TASK TO COMPLETE
Given the records below, transcribe each of them exactly.

DATA FOR ANALYSIS

Issue #1118, opened 2025-04-02
Handle escape characters in ModDate


GwendalSuperG:
We are using pdfcpu to handles eInvoicing with Factur-X. The Factur-X format add an XML as an attachments to the PDF invoice to allow easy processing.

We encounter an issue with some samples PDF provided by Factur-X https://fnfe-mpe.org/factur-x/
The ModDate is invalid:
```
$ pdfcpu attachments list Facture_F20220023-LE_FOURNISSEUR-POUR-LE_CLIENT_MINIMUM.pdf 
validating URIs..

pdfcpu: invalid date ModDate
```

This is because the ModDate contains escaped characters for example:
D\07220200707112545\05300\04700\047

It can be solved by adding an Unqote call on the DateTime function:

```
// DateTime decodes s into a time.Time.
func DateTime(s string, relaxed bool) (time.Time, bool) {
	// 7.9.4 Dates
	// (D:YYYYMMDDHHmmSSOHH'mm)
	var d time.Time
        // Add an unquote
        var err error
	s, err = strconv.Unquote(fmt.Sprintf("\"%s\"", s))
	if err != nil {
		return d, false
	}


	var ok bool
	s, ok = prevalidateDate(s, relaxed)
	if !ok {
		return d, false
	}
...
```

You can find a PDF file with this issue and the full verbose report

[verbose.txt](https://github.com/user-attachments/files/19564034/verbose.txt)
[Facture_F20220023-LE_FOURNISSEUR-POUR-LE_CLIENT_MINIMUM.pdf](https://github.com/user-attachments/files/19563961/Facture_F20220023-LE_FOURNISSEUR-POUR-LE_CLIENT_MINIMUM.pdf)

If you are ok with this I can submit a PR

hhrutter:
Thanks for reporting this.

There is a code freeze in effect as part of the preparation for a new release.

milktean:
When will a new release be published?

hhrutter:
over the weekend..

hhrutter:
This is fixed with the latest commit!

I apologize this somehow did not make it into the release.
The last days were hectic to say the least and so I am pushing a fix straight through.

Your PR suggests modifying `date.go`, but `date.go` is not the culprit here.
Instead date strings need to be extracted properly.

PR #1140, opened 2025-04-25
Fix https://github.com/pdfcpu/pdfcpu/issues/1118

GwendalSuperG:
This fix error when the ModDate contains escaped characters. There are PDF with this, especially regarding the e-Invoicing reform in France
A pdf containing this and detail log error are attached to this issue: https://github.com/pdfcpu/pdfcpu/issues/1118


hhrutter:
Thanks for this, but I am going to close this.
See my reasoning at #1118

ANSWER TO THE PROBLEM
Issue #1118, opened 2025-04-02
Handle escape characters in ModDate


GwendalSuperG:
We are using pdfcpu to handles eInvoicing with Factur-X. The Factur-X format add an XML as an attachments to the PDF invoice to allow easy processing.

We encounter an issue with some samples PDF provided by Factur-X https://fnfe-mpe.org/factur-x/
The ModDate is invalid:
```
$ pdfcpu attachments list Facture_F20220023-LE_FOURNISSEUR-POUR-LE_CLIENT_MINIMUM.pdf 
validating URIs..

pdfcpu: invalid date ModDate
```

This is because the ModDate contains escaped characters for example:
D\07220200707112545\05300\04700\047

It can be solved by adding an Unqote call on the DateTime function:

```
// DateTime decodes s into a time.Time.
func DateTime(s string, relaxed bool) (time.Time, bool) {
	// 7.9.4 Dates
	// (D:YYYYMMDDHHmmSSOHH'mm)
	var d time.Time
        // Add an unquote
        var err error
	s, err = strconv.Unquote(fmt.Sprintf("\"%s\"", s))
	if err != nil {
		return d, false
	}


	var ok bool
	s, ok = prevalidateDate(s, relaxed)
	if !ok {
		return d, false
	}
...
```

You can find a PDF file with this issue and the full verbose report

[verbose.txt](https://github.com/user-attachments/files/19564034/verbose.txt)
[Facture_F20220023-LE_FOURNISSEUR-POUR-LE_CLIENT_MINIMUM.pdf](https://github.com/user-attachments/files/19563961/Facture_F20220023-LE_FOURNISSEUR-POUR-LE_CLIENT_MINIMUM.pdf)

If you are ok with this I can submit a PR

hhrutter:
Thanks for reporting this.

There is a code freeze in effect as part of the preparation for a new release.

milktean:
When will a new release be published?

hhrutter:
over the weekend..

hhrutter:
This is fixed with the latest commit!

I apologize this somehow did not make it into the release.
The last days were hectic to say the least and so I am pushing a fix straight through.

Your PR suggests modifying `date.go`, but `date.go` is not the culprit here.
Instead date strings need to be extracted properly.

PR #1140, opened 2025-04-25
Fix https://github.com/pdfcpu/pdfcpu/issues/1118

GwendalSuperG:
This fix error when the ModDate contains escaped characters. There are PDF with this, especially regarding the e-Invoicing reform in France
A pdf containing this and detail log error are attached to this issue: https://github.com/pdfcpu/pdfcpu/issues/1118


hhrutter:
Thanks for this, but I am going to close this.
See my reasoning at #1118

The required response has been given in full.